ただ、あれだけの人間が逮捕されてしまったので、情報が漏れてしまうのも仕方が無いかもしれない、と結論づけた。
だから、これも最初から想定していたように、ここで15人と別れる事になった。この15人は公園内にある廃止となった小さな地下駅の駅入り口から飛び出して、目的地の反対方向に移動し、命をかけて捜査の攪乱を行って貰う。
あのカナタとかいう道具屋から買い取ったシールがここで活躍する。一時的とはいえ貼付した人間の戦闘力を引き上げるあのシールで少しでも、本命である自分達の進行を誤魔化して貰う。
いくら向こうも正確な人数までは解っていないと思う。だから15人もの人数が固まっていれば誤魔化せるかだろう。
仮面の男は目的地まで連れて行くことが出来なかった15人とそれぞれ握手をして、日暮里から外をやや大回りして目的地の不忍池まで移動する道を選択した。
囮となる15人はそれぞれの武器を持って、地下の鉄道用トンネルを進み、仮面の男達25人は外を行く。
上空をヘリが哨戒しているから、気をつけて進む必要はあるけれど、こちらはどこを通れば最短でたどり着けるか解っている。

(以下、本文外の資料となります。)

PR #467, opened 2022-10-25
Simplify itinerary translations

binh-dam-ibigroup:
This PR attempts to remove some conditional statements from the language files, so that translations are a bit easier (at the expense of some extra code).

### DIFF
--- a/packages/itinerary-body/src/defaults/line-column-content.tsx
+++ b/packages/itinerary-body/src/defaults/line-column-content.tsx
@@ -1,11 +1,49 @@
 import LocationIcon from "@opentripplanner/location-icon";
 import React, { ReactElement } from "react";
-import { useIntl } from "react-intl";
+import { IntlShape, useIntl } from "react-intl";
 
 import RouteBadge from "../RouteBadge";
 import * as S from "../styled";
 import { LineColumnContentProps } from "../types";
 import { defaultMessages } from "../util";
+
+/**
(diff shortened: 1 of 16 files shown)


packages/itinerary-body/src/defaults/line-column-content.tsx
```diff
@@ -1,12 +1,50 @@
...
+      return intl.formatMessage({
+        defaultMessage:
+          defaultMessages["otpUi.ItineraryBody.travelByMode.walk"],
+        description: "Travel by walking",
+        id: "otpUi.ItineraryBody.travelByMode.walk"
+      });
+    default:
+      return modeId;
+  }
+}
```
daniel-heppner-ibigroup, line 46: Confirming this is different from the other switch in the access leg?

daniel-heppner-ibigroup (approved):
LGTM. I think this should help a lot with our translation push, since those complicated formatjs strings can be really confusing when you're looking at them on their own (and even when you're looking at them with the code!)

packages/itinerary-body/src/defaults/line-column-content.tsx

ヘリはどうしてもエンジンの音がするので、それに気をつけて進めば大丈夫だろうし、多少なりとも幻想獣が出現しているので、そちらにも目を向けるだろう。自分達は焦らず慎重に進めばいい。
「あと少しだ」
「ええ、参りましょう」
仮面達は同志達に別れを告げて、目的地に向けて歩き出した。
* * *
上空にいたヘリから、厄災戦以前に閉鎖された、公園内にある地下駅の入り口が中からぶち破られて、そこから博物館があった方向に十数人が向かっていると連絡が入った。
「そういやあんなところに出入り口があったなあ」
霞沙羅は鉄道に興味が無いから微かな記憶しか無いけれど、厄災戦前には時々あの下にある廃駅に行くようなイベントもやっていたから、扉の封鎖はそんなに頑丈にはされていなかった。

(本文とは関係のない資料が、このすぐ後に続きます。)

PR #468, opened 2022-10-25
fix: support bounds updating on small screens

miles-grant-ibigroup:
The 200 units padding caused some problems on smaller screens where maplibre refused to update the bounds. This PR checks the screen width and only adds the padding if the window width is large enough to accommodate it.

### DIFF
--- a/packages/route-viewer-overlay/src/index.tsx
+++ b/packages/route-viewer-overlay/src/index.tsx
@@ -76,7 +76,7 @@ const RouteViewerOverlay = (props: Props): JSX.Element => {
 
         current?.fitBounds(bounds, {
           duration: 500,
-          padding: 200
+          padding: window.innerWidth > 500 ? 200 : undefined
         });
 
         if (props.mapCenterCallback) {
--- a/packages/transitive-overlay/tsconfig.json
+++ b/packages/transitive-overlay/tsconfig.json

6年以上も誰も管理をしていないのだから、中から鍵を破壊されていても仕方が無い。
「十数人と言ったな?」
オペレーターの報告に准将は反応した。
徳佐准将も旧23区に侵入した人数が、カナタ…市民からの通報のおかげで40人だと解っているから、即座に陽動だと判断した。

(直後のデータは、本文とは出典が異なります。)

PR #469, opened 2022-10-25
fix(base-map): support onContextMenu in touch env

miles-grant-ibigroup:
Right clicking is not possible with a touch environment, so we fake it by handling long presses. The 600ms timeout is based on https://developer.android.com/reference/android/view/ViewConfiguration.html#getLongPressTimeout%28%29


daniel-heppner-ibigroup (approved):
Looks good, but how does it work with multitouch? I'm not sure how to test on a mobile device.

miles-grant-ibigroup:
@daniel-heppner-ibigroup I tested it on a touch device and it handles multitouch fine. The second finger triggers `onMove` which cancels the timer.

amy-corson-ibigroup (approved):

残りの25人がどういう動きをするのかは解らないけれど、相応の人員だけを割き、本命の捜索を続けるように命令した。
「あいつらホントに手助けしねえな」
水瀬カナタ達の話だけれど、横浜大での宝物庫襲撃からずっと何もやってない。
教戒の杯という魔工具も、必要な宝物が足りないというのに、その代用品を作ったのはアイザックだ。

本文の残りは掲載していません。